Gillen and McKelvie are my all-time favorite team of comics creators.  Yes.  Even above Stan and Jack.  Deal with it.  I was impressed with their urban fantasy indie-pop black and white opus “Phonogram,” and their run of “Young Avengers” was my favorite comic of 2013.  So when they announced “The Wicked + The Divine,” I knew right away that it was going to be right in my wheelhouse.  But I slept on it, knowing that it would be there when I wanted it the most, and that graphic novels would be a better choice than single issues, for me.  This week I finally took the plunge.  And I was entirely right.
Every ninety years, twelve gods return to earth, incarnated as teenaged pop stars.  They spend the next two years inspiring humanity, then they die.  And the cycle repeats.  It’s called The Recurrence, and it’s happening right now.
Laura is a fanatic.  She’s seen every god that has appeared so far.  And when Luci, this incarnation of the Prince of Lies as filtered through the Thin White Duke, takes a shine to her and invites her backstage, she becomes enmeshed in the affairs of beings that are equal parts divine being, celebrity, and terminally-ill teenager.

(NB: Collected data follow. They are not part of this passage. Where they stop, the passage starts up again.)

PR #696, opened 2024-03-06
Fixes #37228 - Replace Ansible/Roles page with React component

Thorben-D:
[Feature #37228](https://projects.theforeman.org/issues/37228)

I am currently working on a different feature, for which I need to modify the roles table.
Since my new feature will also use React, I found it to be easier to just rewrite the whole table as a React component, than to shoehorn React into the existing one.

The new component acts as a drop-in replacement for the previously used erb-table.

centos8-katello-devel-stable example com_ansible_ansible_roles_order=name+asc


sbernhard:
What is blocking us from using this change? Possibly at the start of a new release cycle?

nofaralfasi:
The functionality works well. However, the page is loading much slower than before. I’m wondering if it’s an issue on my side or if the new code is causing the app to load slower.

Thorben-D:
@nofaralfasi 
Unfortunately, this is a side-effect of React rendering the component on the client-side. I am unsure when exactly react-rails renders components, but it feels pretty late (c.f. `/new/hosts`). Rendering server-side would help in this regard, but that does not work when `window` or `document` are used.

nofaralfasi (changes requested):

webpack/components/AnsibleRoles/components/AnsibleRolesTableRowActionButton.js
```diff
@@ -0,0 +1,65 @@
...
+  const dropdownItems = [
+    <DropdownItem
+      key="delete_action"
+      component="a"
+      data-method="delete"
+      href={`/ansible/ansible_roles/${props.ansibleRoleId}`}
+      data-confirm={sprintf(__('Delete %s?'), props.ansibleRoleName)}
+    >
+      {__('Delete')}
+    </DropdownItem>,
```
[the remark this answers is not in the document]
Thorben-D: AFAIK, the role that handles that permission is "Ansible Roles Manager", which is also required to view **Configure > Ansible > Roles**.
An unauthorized user is prevented from seeing the whole page.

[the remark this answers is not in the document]
nofaralfasi: That's correct. However, you can set your own specific permissions. We need to cover both cases.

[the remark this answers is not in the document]
Thorben-D: Ah, I see... In that case that is indeed an issue. The problem is that permission handling capabilities are severely lacking on the React side.
It seems to me that this may only be accomplished with workarounds for now. See these PRs by kmalyjur:
https://github.com/theforeman/foreman_remote_execution/pull/842/files
https://github.com/theforeman/foreman/pull/9902

While that functionality has been merged, I'd be inclined to wait a bit before taking that approach because of this pending RFC:
https://community.theforeman.org/t/handling-permissions-whats-our-approach/36858

sbernhard:
Of course, the site load would be pretty fast but rendering the page takes longer as its done in the browser itself. 
Should it have a spinner as this was done in Katello/Content-views for example?

ekohl (commented):
In Foreman we have the `TableIndexPage` component which is intended for these index pages. Have you considered using that and if so, why was it insufficient?

app/views/ansible_roles/index.html.erb
```diff
@@ -1,47 +1,19 @@
+<%= webpacked_plugins_js_for :foreman_ansible %>
+<%= webpacked_plugins_css_for :foreman_ansible %>
```
MariaAga, line 2: `webpacked_plugins_css_for` is deprecated, plugin css is already loaded.'

MariaAga (commented):
+1 to Ewouds question, the js loading is slower between ruby and js, but fater between full React pages.
Can this be a full react page? it will need to be added in `webpack/routes/routes.js`, `config/routes.rb`

app/views/ansible_roles/index.html.erb
Thorben-D: I think it would be best if #715 could be merged, so I can rebase this branch.

Thorben-D:
Thank you for your feedback. I would actually prefer a full React page as-well! I chose this approach to keep the changes as low-profile as possible, but I am happy to move it to a full page.
Regarding `TableIndexPage`, I'm afraid, I couldn't get it to work... Do you have an example where this was used outside of foreman? (The page not the hooks!)

MariaAga:
Webhooks use it here: https://github.com/theforeman/foreman_webhooks/blob/master/webpack/ForemanWebhooks/Routes/Webhooks/WebhooksIndexPage/WebhooksIndexPage.js

Thorben-D:
Thanks, that's what I was looking for.
I checked out the component and the biggest issue I see with it is the way the action buttons are handled.
The old page allows the selection of a smart proxy to import roles from through a dropdown button.
While `ActionButtons` does provide a dropdown, it is toggled by a "kebab" toggle and not a component with text on it.

Thorben-D:
^^Nevermind, I just noticed the `customToolbarItems` prop...

Thorben-D:
Sorry for the holdup, I was occupied otherwise.
I re-wrote the whole thing to use the `TableIndexPage` component. I decided to adapt the `ui_ansible_roles` endpoint for this, as I did not find any usages.
Tests are still missing, but I will of course add some once we agreed on the UI.

app/views/ui_ansible_roles/show.json.rabl
```diff
@@ -1,3 +1,18 @@
 object @ansible_role
 
-extends "api/v2/ansible_roles/show"
+attributes :id, :name
+code :hostgroupsCount do |role|
```
ekohl, line 4: I don't think we use camelCase elsewhere in our APIs. We do have at least one example of snake_case specifically for counts:
https://github.com/theforeman/foreman/blob/b9c2dd00bed537b73bbad5ba529130e8717dfabb/app/views/api/v2/smart_proxies/main.json.rabl#L5

app/views/ui_ansible_roles/show.json.rabl
```diff
@@ -1,3 +1,18 @@
...
+end
+code :variablesCount do |role|
+  role.ansible_variables.count
+end
+code :importTime do |role|
+  import_time(role)
+end
+code :can_delete do |role|
+  authorized_for(:controller => UiAnsibleRolesController, :action => :destroy)
+end
```
ekohl, line 18: Please ensure line endings in files

webpack/components/AnsibleRoles/components/AnsibleRolesImportButton.js
```diff
@@ -0,0 +1,68 @@
...
+    dropdownItems = [
+      <DropdownItem key="loading_item">{__('Loading...')}</DropdownItem>,
+    ];
+  } else {
+    dropdownItems = results
+      .filter(result =>
+        result.features.some(feature =>
+          feature.capabilities.includes('ansible')
+        )
+      )
```
ekohl, line 38: This filters Smart Proxies with the Ansible feature on the client side. Can we please filter server side? The API should support `feature=Ansible`.

app/controllers/ui_ansible_roles_controller.rb
```diff
@@ -7,6 +10,12 @@ def index
     @ui_ansible_roles = resource_scope_for_index(:permission => :view_ansible_roles)
   end
 
+  api :DELETE, '/ui_ansible_roles/:id', N_('Deletes Ansible role')
```
ekohl, line 13: I don't see any permission filtering here. Am I missing something?

Also, couldn't this just use the regular REST API to delete roles?

ekohl (changes requested):

app/views/ui_ansible_roles/show.json.rabl
Thorben-D: First of all, thank you very much for the swift feedback!

Changed to snake_case. Force of JS habit...

webpack/components/AnsibleRoles/components/AnsibleRolesImportButton.js
Thorben-D: Unfortunately, I couldn't get this to work...

app/controllers/ui_ansible_roles_controller.rb
Thorben-D: Indeed, I forgot to add the permission.

The table component uses the same endpoint for querying and deleting items, so it's unfortunately not possible to use the API just for deletion.

app/views/ansible_roles/index.html.erb
ekohl: That has been merged.

webpack/components/AnsibleRoles/components/AnsibleRolesImportButton.js
```diff
@@ -0,0 +1,66 @@
...
+import { useAPI } from 'foremanReact/common/hooks/API/APIHooks';
+import { importUrl } from '../AnsibleRolesPageHelpers';
+
+export const AnsibleRolesImportButton = () => {
+  let dropdownItems;
+
+  const {
+    response: { results },
+    status,
+  } = useAPI('get', '/api/v2/smart_proxies');
```
ekohl, line 13: Following up on https://github.com/theforeman/foreman_ansible/pull/696#discussion_r1636410033 I'd imagine this  should work:
```suggestion
  } = useAPI('get', '/api/v2/smart_proxies', { params: { feature: 'Ansible' }});
```

webpack/components/AnsibleRoles/components/AnsibleRolesImportButton.js
```diff
@@ -0,0 +1,66 @@
...
+  const onFocus = () => {
+    const element = document.getElementById('toggle-primary');
+    element.focus();
+  };
+  const onSelect = () => {
+    setIsOpen(false);
+    onFocus();
+  };
+
+  if (status !== 'RESOLVED') {
```
ekohl, line 28: I'm a fan of explicit error handling instead. Otherwise it keeps "loading" forever.

webpack/components/AnsibleRoles/components/AnsibleRolesImportButton.js
```diff
@@ -0,0 +1,66 @@
...
+    dropdownItems = [
+      <DropdownItem key="loading_item">{__('Loading...')}</DropdownItem>,
```
ekohl, line 30: Should this also use `isDisabled`?

app/views/ansible_roles/index.html.erb
ekohl, line 1: This page still does things. Is that really still needed? Like `title_actions` or pagination. Or is this whole template even used at all?

webpack/components/AnsibleRoles/components/AnsibleRolesImportButton.js
Thorben-D: Hmm, for me this still returns the `centos8-katello-devel-stable.example.com` Smart Proxy...
I don't want to rule out though that this is caused by environment being broken.

ekohl: Doesn't that proxy just have that feature? Could also be a bug in the API, in which case we'd need to fix that as well.

app/controllers/ui_ansible_roles_controller.rb
```diff
@@ -7,6 +10,12 @@ def index
...
+  param :id, :identifier, :required => true
+  def destroy
+    AnsibleRole.find_by(id: params[:id]).destroy
```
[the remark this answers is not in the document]
Thorben-D: Fixed, but the safe navigation operator could not be used, because then a 2XX code is returned, which leads to 
"\<role_name\> was successfully deleted" being shown in the UI.

webpack/components/AnsibleRoles/components/AnsibleRolesImportButton.js
Thorben-D: I am not sure. Infrastructure > Smart Proxies doesn't say that the Smart Proxy supports the Ansible feature and neither does the UI, but maybe I am missing something...
I have committed your suggestion and commented out the client-side filtering for now and will re-test this on a fresh machine.

webpack/components/AnsibleRoles/components/AnsibleRolesImportButton.js
Thorben-D: Applied

app/views/ansible_roles/index.html.erb
Thorben-D: I guess that would depend on whether or not we want to keep it for legacy reasons. 
If not, the view and routes may be removed.

webpack/components/AnsibleRoles/AnsibleRolesPage.js
```diff
@@ -0,0 +1,34 @@
...
+import { getDocsURL } from 'foremanReact/common/helpers';
+import { AnsibleRolesImportButton } from './components/AnsibleRolesImportButton';
+import { getActions } from '../AnsibleRoles/AnsibleRolesPageHelpers';
+
+export const AnsibleRolesPage = () => (
+  <TableIndexPage
+    header={__('Ansible Roles')}
+    controller="ansible_roles"
+    apiUrl="/ansible/ui_ansible_roles"
+    apiOptions={{ key: 'WEBHOOKS_API_REQUEST_KEY' }}
```
MariaAga, line 13: Please change to an ansible key instead of webhooks

webpack/components/AnsibleRoles/AnsibleRolesPage.js
```diff
@@ -0,0 +1,34 @@
...
+    hasHelpPage
+    creatable={false}
+    isDeleteable
+    searchable
+    customToolbarItems={
+      <AnsibleRolesImportButton>Primary</AnsibleRolesImportButton>
```
MariaAga, line 19: Primary should be translated

webpack/components/AnsibleRoles/AnsibleRolesPage.js
```diff
@@ -0,0 +1,34 @@
...
+      'Managing_Configurations_Ansible',
+      'Importing_Ansible_Roles_and_Variables_ansible'
+    )}
+    rowKebabItems={getActions}
+    columns={{
+      import_time: { title: __('Imported at'), isSorted: true },
+      variables_count: { title: __('Variables') },
+      hosts_count: { title: __('Hosts') },
+      hostgroups_count: { title: __('Hostgroups') },
+      name: { title: __('Name'), isSorted: true },
```
MariaAga, line 31: Do we want to use a new order, or should this be re-ordered to fit the old page?

webpack/routes/AnsibleRoles/index.js
```diff
@@ -0,0 +1,16 @@
...
+import { AnsibleRolesPage } from '../../components/AnsibleRoles/AnsibleRolesPage';
+
+const AnsibleRoles = () => (
+  <React.Fragment>
+    <Helmet>
+      <title>{__('Ansible Roles')}</title>
+    </Helmet>
+    <AnsibleRolesPage />
+  </React.Fragment>
+);
```
MariaAga, line 14: No need to wrap it and add Helmet as its provided by TableIndexPage

webpack/components/AnsibleRoles/components/AnsibleRolesImportButton.js
```diff
@@ -0,0 +1,80 @@
...
+  } else if (status === 'ERROR') {
+    showToast({
+      type: 'error',
+      message: __('There was an error requesting Smart Proxies'),
+    });
+  } else if (status === 'RESOLVED') {
+    dropdownItems = results
+      // .filter(result =>
+      //  result.features.some(feature => feature.name === 'Ansible')
+      // )
```
MariaAga, line 50: This seem to filter things correctly for me

MariaAga (changes requested):

app/controllers/ui_ansible_roles_controller.rb
```diff
@@ -7,6 +9,16 @@ def index
     @ui_ansible_roles = resource_scope_for_index(:permission => :view_ansible_roles)
   end
 
+  api :DELETE, '/ui_ansible_roles/:id', N_('Deletes Ansible role')
+  param :id, :identifier, :required => true
+  def destroy
+    role = AnsibleRole.find_by!(id: params[:id])
+    if role.nil?
```
ekohl, line 16: `find_by!` raises an exception, so this code is unreachable

app/views/ansible_roles/index.html.erb
ekohl: I don't see a benefit of keeping it if the table in it isn't rendered. Things like the pagination can only break things IMHO

webpack/components/AnsibleRoles/components/AnsibleRolesImportButton.js
```diff
@@ -0,0 +1,80 @@
...
+} from '../../AnsibleHostDetail/components/AnsibleVariableOverrides/EditableActionHelper';
+
+export const AnsibleRolesImportButton = () => {
+  let dropdownItems;
+
+  const {
+    response: { results },
+    status,
+  } = useAPI('get', '/api/v2/smart_proxies', {
+    params: { feature: 'Ansible' },
```
ekohl, line 19: Sorry, this should have been a search query
```suggestion
    params: { search: 'feature=Ansible' },
```

app/views/ansible_roles/index.html.erb
Thorben-D: I reorganized the routes and now the page loads much faster!
I guess the next step would be to adapt the RolesController to be client-side routing only. The only actions it is dealing with now are related to importing, which is already a React component. 
This is, IMO, out of scope for this PR though.

webpack/components/AnsibleRoles/AnsibleRolesPage.js
Thorben-D: Whoops, that shouldn't be there...

webpack/components/AnsibleRoles/AnsibleRolesPage.js
Thorben-D: ...and neither should this.

webpack/components/AnsibleRoles/AnsibleRolesPage.js
Thorben-D: For me, this arrangement orders the columns the same way they have been on the old version.

webpack/routes/AnsibleRoles/index.js
Thorben-D: Removed

webpack/components/AnsibleRoles/components/AnsibleRolesImportButton.js
Thorben-D: It did, but as Ewoud suggested, this filtering can be done server-side.

app/controllers/ui_ansible_roles_controller.rb
Thorben-D: Ah, I was wondering about that. Apparently, the RecordNotFound-Exception still produces a 404 error, so this isn't needed anyways.

webpack/components/AnsibleRoles/components/AnsibleRolesImportButton.js
Thorben-D: Yeah, this works now.

ekohl:
Test failure looks related:
```
[MinitestRetry] retry 'test_: AnsibleRolesController::GET #index should render template index. ' count: 1,  msg: ActionController::MissingExactTemplate: AnsibleRolesController#index is missing a template for request formats: text/html
```

Other than that I think this looks pretty good, though I'll leave the JS review to @MariaAga.

webpack/components/AnsibleRoles/AnsibleRolesPage.js
MariaAga: the old version is arranged opposite way, with name being the first/most left, or am I missing something?
 ```
 <th class="col-md-6"><%= sort :name, :as => s_("Role|Name") %></th>
      <th class="col-md-2"><%= _("Hostgroups") %></th>
      <th class="col-md-2"><%= _("Hosts") %></th>
      <th class="col-md-2"><%= _("Variables") %></th>
      <th class="col-md-2"><%= sort :updated_at, :as => _("Imported at") %></th>
      <th class="col-md-2"><%= _("Actions") %></th>
```
      
image
image

Comment (Thorben-D) [reply webpack/components/AnsibleRoles/AnsibleRolesPage.js:29]: Now this I don't understand...
image

Comment (MariaAga) [reply webpack/components/AnsibleRoles/AnsibleRolesPage.js:29]: This is fun, I'll try to see why it happens next week

**Review by ekohl — COMMENTED** [review]
I realized this in a different PR, but it also applies here. How do you deal with pagination in your API calls?

**Comment by Thorben-D** [comment]
@ekohl 
In this case, pagination is handled by `TableIndexPage`. It does this by using the `Pagination` component, which, through a couple of functions, adjusts the `page` parameter used during the API call.

File: webpack/components/AnsibleRoles/components/AnsibleRolesImportButton.js [hunk 18]
```diff
@@ -0,0 +1,72 @@
...
+
+export const AnsibleRolesImportButton = () => {
+  let dropdownItems;
+
+  const {
+    response: { results },
+    status,
+  } = useAPI('get', '/api/v2/smart_proxies', {
+    params: { search: 'feature=Ansible' },
+  });
```
ekohl, line 16: This is the regular API and returns paginated results. If there are more proxies than fits on a default page, some will be invisible to the user. The previous page used internal APIs that don't paginate, so it would work. It may not be great UX to have a huge list, but this would still be a regression.

Thorben-D: I added `per_page=all` to the API call.

webpack/components/AnsibleRoles/AnsibleRolesPage.js
MariaAga: Looks like firefox and chrome implement `sort` differently, I'll find a fix in foreman core. so this is fine

MariaAga: Can you add weight key to each title?  just to ease the foreman core fix. Lower weights are displayed first.

test/functional/ansible_roles_controller_test.rb
```diff
@@ -2,19 +2,4 @@
...
-  test 'should destroy role' do
-    assert_difference('AnsibleRole.count', -1) do
-      delete :destroy,
-             :params => { :id => @role.id },
-             :session => set_session_user
-    end
-    assert_redirected_to ansible_roles_url
-  end
-end
+class AnsibleRolesControllerTest < ActionController::TestCase; end
```
ekohl, line 5: If it's an empty class, is there any point in keeping it at all? I'd also note that there are system tests (https://guides.rubyonrails.org/testing.html#system-testing) that can use a real browser. I'd love to still have some tests.

webpack/components/AnsibleRoles/AnsibleRolesPage.js
```diff
@@ -0,0 +1,32 @@
...
+  <TableIndexPage
+    header={__('Ansible Roles')}
+    controller="ansible_roles"
+    apiUrl="/ansible/ui_ansible_roles"
+    apiOptions={{ key: 'ANSIBLE_ROLES_API_REQUEST_KEY' }}
+    hasHelpPage
+    creatable={false}
+    isDeleteable
+    searchable
+    customToolbarItems={<AnsibleRolesImportButton />}
```
MariaAga, line 18: Should only be visible if a user has a `import_ansible_roles` permission

Thorben-D: Good idea, fixed.

Thorben-D:
I fixed the issue with sorting by time. Unfortunately, this way, we lose the nicely formatted "<> ago" version, but I suppose this is fine for now.
It would not be unreasonably hard to add the ability to format a column as time to the `Table` component. This could then use a function similar to `import_time` to get the "ago" format.
Unless we already have such a function in core, I would propose [moment.js](https://momentjs.com/), which is also used by Patternfly.

test/functional/ansible_roles_controller_test.rb
Thorben-D: I suppose I could remove it, but I would like to have a test for the `format` action at some point.
I will definitely add tests for the code changed in this PR though, just wanted us to agree on the implementation details first.

webpack/components/AnsibleRoles/AnsibleRolesPage.js
Thorben-D: Ah yes, I looked into this a bit as well.
Apparently, ES2019 just mandates that the sorting algorithm must be stable, but the actual implementation of `sort` is up to the developers. 

When looking at the sorting function in [getColumnHelpers of helpers.js](https://github.com/theforeman/foreman/blob/8283db898b7e145e59dd376ac0b4cb2d30f7b436/webpack/assets/javascripts/react_app/components/PF4/TableIndexPage/Table/helpers.js#L26C1-L44C3) with a debugger, one can see that the order in which the items in the array are consumed differs between FireFox and Chromium based browsers:

FireFox:

1.  a: "import_time"
b: "variables_count"
2. a: "variables_count"
b: "hosts_count"
3. a: "hosts_count"
b: "hostgroups_count"
4. a: "hostgroups_count"
b: "name"

Chromium:

1.  a: "variables_count"
b: "import_time"
2. a: "hosts_count"
b: "variables_count"
3. a: "hostgroups_count"
b: "hosts_count"
4. a: "name"
b: "hostgroups_count"

This can be reproduced by this simple example:
```js
const test_array = ["a", "b", "c", "d", "e"];
console.log(test_array.sort((a, b) => 1));
```

A fix could be to have the sorting function return `0` if no weights are applied, as that produces the same order as the unsorted array.
Either way, adding weights to the columns solved this on both platforms.

MariaAga:
You can do:
```js

import RelativeDateTime from 'foremanReact/components/common/dates/RelativeDateTime';
...
      updated_at: {
        title: __('Imported at'),
        isSorted: true,
        weight: 4,
        wrapper: ({ updated_at: updatedAt }) => (
          <RelativeDateTime date={new Date(updatedAt)} />
        ),
      },
```

webpack/components/AnsibleRoles/components/AnsibleRolesImportButtonWrapper.js
```diff
@@ -0,0 +1,28 @@
...
+    });
+    return null;
+  } else if (status === 'RESOLVED') {
+    if (
+      results.some(permission => permission.name === 'import_ansible_roles')
+    ) {
+      isButtonDisabled = false;
+    }
+  }
+  return <AnsibleRolesImportButton isDisabled={isButtonDisabled} />;
```
MariaAga, line 27: We usually hide buttons if the user has no permission, so returning null instead of a disabled button. Can you send the permission as part of the ui_ansible_roles api, to avoid extra api call

Thorben-D: The button is now hidden instead of just disabled.
I'm afraid, integrating the request for the permission into the request to fetch roles is not easily possible as it is made by TableIndexPage.

MariaAga (approved):
UI code looks good to me

webpack/components/AnsibleRoles/components/AnsibleRolesImportButtonWrapper.js
```diff
@@ -0,0 +1,27 @@
+import React from 'react';
+import { translate as __ } from 'foremanReact/common/I18n';
+import { useAPI } from 'foremanReact/common/hooks/API/APIHooks';
+import { showToast } from '../../../toastHelper';
+import { AnsibleRolesImportButton } from './AnsibleRolesImportButton';
+
+export const AnsibleRolesImportButtonWrapper = () => {
```
ekohl, line 7: This is an interesting approach. We don't have this in Foreman, but now I'm wondering if this should be a common pattern. For example, provide a `hasPermission(permission)` function.

Linking back to my earlier approach, another one could be that you return the URL in the API response if the user has permissions. If they don't, then you can derive that in the frontend without checking permissions manually.

ekohl (commented):
These comments mostly look at the general API integration and don't need to be blockers to merging.

webpack/components/AnsibleRoles/components/AnsibleRolesImportButtonWrapper.js
MariaAga: Theres a discussion on permissions here: https://community.theforeman.org/t/handling-permissions-whats-our-approach/36858 BTW

webpack/components/AnsibleRoles/AnsibleRolesPageHelpers.js
```diff
@@ -0,0 +1,38 @@
...
+    ),
+    isDisabled: false,
+  },
+];
+
+const hostgroupsUrl = roleName => `/hostgroups${searchString(roleName)}`;
+const hostsUrl = roleName => `/hosts${searchString(roleName)}`;
+const variablesUrl = roleName => `ansible_variables${searchString(roleName)}`;
+const searchString = roleName =>
+  `?search=${encodeURIComponent(`ansible_role = ${roleName}`)}`;
```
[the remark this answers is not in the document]
Thorben-D: I would very much welcome such functionality in `foremanUrl`!
As you already said, using hard-coded URLs like I did here is not the most maintainable and the "JS way" is kind of an eye-sore if used many times...

webpack/components/AnsibleRoles/components/AnsibleRolesImportButtonWrapper.js
Thorben-D: Oh yes, I almost forgot about that post. I actually found a solution to the permissions problem that I think holds promise and am currently implementing a proof of concept.

Thorben-D:
I added some tests for the React components. 
I decided to omit a test for the `AnsibleRolesPage` component, as it is basically just a static wrapper for `TableIndexPage`, which is already extensively tested.

nofaralfasi (changes requested):
The page is significantly improved now. Thank you, @Thorben-D, for your hard work!

Here are a few notes from me:

- The "Import from" button is positioned on the same row as the top navigation, causing it to appear centered on the page.
- Table rows have a clickable cursor, but clicking them does not trigger any action.
- Clicking the Documentation button opens it in the current window.
- If the current user lacks permissions to view hosts or hostgroups, the corresponding options in the action menu should be disabled (same as we have now for the delete option).
- When the current user has permissions only to import roles (without viewing permissions), loading the Ansible Roles page results in the following error message: "There was an error requesting Smart Proxies," and the smart-proxy cannot be selected.

MariaAga:
> The "Import from" button is positioned on the same row as the top navigation, causing it to appear centered on the page.

This is fixed in foreman core

> Table rows have a clickable cursor, but clicking them does not trigger any action.
Clicking the Documentation button opens it in the current window

Those are issues from foreman core

sbernhard:
@nofaralfasi / @ekohl  This PR is now open since Mar 6 and we invested a lot to improve foreman_ansible here. @Thorben-D answered all the questions and worked hard to get it done. 
What is preventing us from merging this?

nofaralfasi:
@Thorben-D Could you please rebase the PR? I'll re-check the permission issue, and let's see if the tests pass after the rebase.

Thorben-D:
Thank you for having another look! 
Indeed, there was an issue with permissions again. Apparently, the `authorized_for` method I used before did not behave correctly. I replaced it with a different solution.
Test failure is also fixed.
Sorry about the linting, I am getting some psych error once again on my test-setup. It's nice though that linting issues are now shown in the diff!

app/controllers/ansible_roles_controller.rb
```diff
@@ -6,18 +6,9 @@ class AnsibleRolesController < ::ApplicationController
   include ForemanAnsible::Concerns::ImportControllerHelper
   include ::ForemanAnsible::AnsibleRolesDataPreparations
   def index
-    @ansible_roles = resource_base.search_for(params[:search],
-                                              :order => params[:order]).
-                     paginate(:page => params[:page],
-                              :per_page => params[:per_page])
   end
 
   def destroy
```
ekohl, line 11: If this is a dummy, should the whole method remain?

test/functional/ui_ansible_roles_controller_test.rb
```diff
@@ -11,4 +11,11 @@ class UiAnsibleRolesControllerTest < ActionController::TestCase
     res = JSON.parse @response.body
     assert_equal res['total'], res['results'].size
   end
+
+  test 'should destroy role' do
+    delete :destroy,
+           :params => { :id => @role.id },
+           :session => set_session_user
+    assert_response :success
+  end
```
nofaralfasi, line 20: Can we add a test to verify that a user without the `destroy_ansible_roles` permission cannot perform this action?

nofaralfasi:
Overall, it looks good to me. Once Ewoud's and my comments are addressed, I believe we should merge this

webpack/components/AnsibleRoles/AnsibleRolesPage.js
```diff
@@ -0,0 +1,40 @@
...
+export const AnsibleRolesPage = () => (
+  <TableIndexPage
+    header={__('Ansible Roles')}
+    controller="ansible_roles"
+    apiUrl="/ansible/ui_ansible_roles"
+    apiOptions={{ key: 'ANSIBLE_ROLES_API_REQUEST_KEY' }}
+    hasHelpPage
+    creatable={false}
+    isDeleteable
+    searchable
```
nofaralfasi, line 18: By default, the `searchable` property is already set to true. Do you think we should keep it here for readability?

Thorben-D: Removed

app/controllers/ansible_roles_controller.rb
Thorben-D: Removed the empty methods.

test/functional/ui_ansible_roles_controller_test.rb
Thorben-D: I am not sure if this is necessary. The permissions should already be tested by a test in core and I didn't really find an existing test that tested this.

app/controllers/ui_ansible_roles_controller.rb
Thorben-D: Unfortunately, this would require significant changes to TableIndexPage.js and Table.js in core, as the idea is that TableIndexPage represents an interface to a single controller that has the necessary CRUD methods.
One could add another prop, `deletionURL` to TableIndexPage and Table that would take precedence over the original URL for deletion but I am not sure that is a cleaner solution.

nofaralfasi: Can't we add the `Delete` option to the `rowKebabItems` action items instead of using the `isDeleteable` property? From there, we can use the URL of the existing API for the delete action.

Thorben-D: Unfortunately, we would lose the delete modal that way.

test/functional/ui_ansible_roles_controller_test.rb
sbernhard: @MariaAga what is your thought about this?

nofaralfasi:
I would expect to receive a proper error message when the user doesn't have the necessary permissions to view this page.
image

Thorben-D:
@nofaralfasi The server actually sends back the following message:
"Missing one of the required permissions: view_ansible_roles"
Unfortunately though, the useAPI hook, currently, does not store this information in the store. 
Given that a user does not normally get to this stage via the navigation, I think this is acceptable for now.

nofaralfasi:
@Thorben-D what about permissions to view hosts or hostgroups? I think we should disable the buttons that are not permitted in the action menu.

test/functional/ui_ansible_roles_controller_test.rb
MariaAga: Not my area, but I couldnt find a test in core for it in core

Thorben-D:
Apologies, I did not see the last comment. I updated the design to match the desired outcome. Links in the columns will only be given if a user has the authorization to view them.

The Wicked + The Divine is another moonshot high concept of a comic from Gillen and McKelvie.  A strange mix of pop culture and religious iconography, it is constantly shocking, melancholic, and larger-than-life.  McKelvie’s clean, gorgeous line work is once again perfectly suited, with a whole class of post-modern deities to accompany his work on Marvel’s Young Avengers.  Matthew Wilson’s colors once again provide a rich partner to McKelvie’s art.
The Wicked + The Divine vol. 1 is available in trade from your local comics shop or digitally from Comixology.  It’s a hell of a good read.

Thanks for reading this article.  If you enjoyed it, please share it.  You can also support me on Patreon for more stuff!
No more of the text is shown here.